Head-related transfer functions (HRTF) describe the sound transmission from the free field to a place in the ear canal in terms of linear time-invariant systems. Due to the physiological differences of the listeners' outer ears, the measurement of each subject's individual HRTFs is crucial for sound localization in virtual environments (virtual reality).
Measurement of an HRTF can be considered a system identification of the weakly non-linear electro-acoustic chain from the sound source room's HRTF microphone. An optimized formulation of the system identification with exponential sweeps, called the "multiple exponential sweep method" (MESM), was used for the measurement of transfer functions. For this measurement of transfer functions, either the measurement duration or the signal-to-noise ratio could be optimized.

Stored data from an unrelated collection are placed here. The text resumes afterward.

PR #2767, opened 2020-07-01
exp/services/recoverysigner: refactor how signers get built in responses

leighmcculloch:
<details>
  
### PR Structure

  otherwise).
  packages.

### Thoroughness

### Release planning

</details>

### What
Rearrange the code that builds signers for account responses so that
signers are built  into the account response after the account response
value is created.

### Why
This is a small thing but it causes the building of the signers to occur
in the same way that building identities does for the response, which
makes the code a bit clearer and will make the code read clearer
especially when we are building the signing addresses into the response
from the database.

This change should have no functional impact.

### Known limitations

N/A

### DIFF
--- a/exp/services/recoverysigner/internal/serve/account_post.go
+++ b/exp/services/recoverysigner/internal/serve/account_post.go
@@ -106,8 +106,7 @@ func (h accountPostHandler) ServeHTTP(w http.ResponseWriter, r *http.Request) {
 
 	authMethodCount := 0
 	acc := account.Account{
-		Address:    req.Address.Address(),
-		Identities: []account.Identity{},
+		Address: req.Address.Address(),
 	}
 	for _, i := range req.Identities {
 		accIdentity := account.Identity{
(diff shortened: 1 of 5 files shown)


exp/services/recoverysigner/internal/serve/account_post.go
```diff
@@ -106,8 +106,7 @@ func (h accountPostHandler) ServeHTTP(w http.ResponseWriter, r *http.Request) {
 
 	authMethodCount := 0
 	acc := account.Account{
-		Address:    req.Address.Address(),
-		Identities: []account.Identity{},
```
howardtw, line 110: This has nothing to do with this PR, right? Looks like we enforce that all requests have to have at least one identity, so this should not effect whether we would have `{}` or `null` in the response.

leighmcculloch: Good catch, this has nothing to do with this PR. Removed in 3d4720a0. I removed it for the reason you note, but it should be in its own PR.

leighmcculloch: Removing it separately in stellar/go#2768.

Initial heuristic experiments have shown that using Gabor multipliers to extract the relevant sweeps in the MESM post-processing procedure improves the signal-to-noise ratio of the measured data even further. The objective of this project is to study, in detail, how frame multipliers can optimally be used during this post-processing procedure. In particular, wavelet frames, which best fit the structure of an exponential sweep, will be studied.
Systematic numeric experiments will be conducted with simulated slowly time-variant, weakly non-linear systems. As the parameters of the involved signals are precisely known and controlled, an optimal symbol will automatically be created. Finally, the efficiency of the new method will be tested on a "real world" system, which was developed and installed in the semi-anechoic room of the Institute. It uses in-ear microphones, a subject turntable, 22 loudspeakers on a vertical arc, and a head tracker.
The new method will be used for improved HRTF measurement.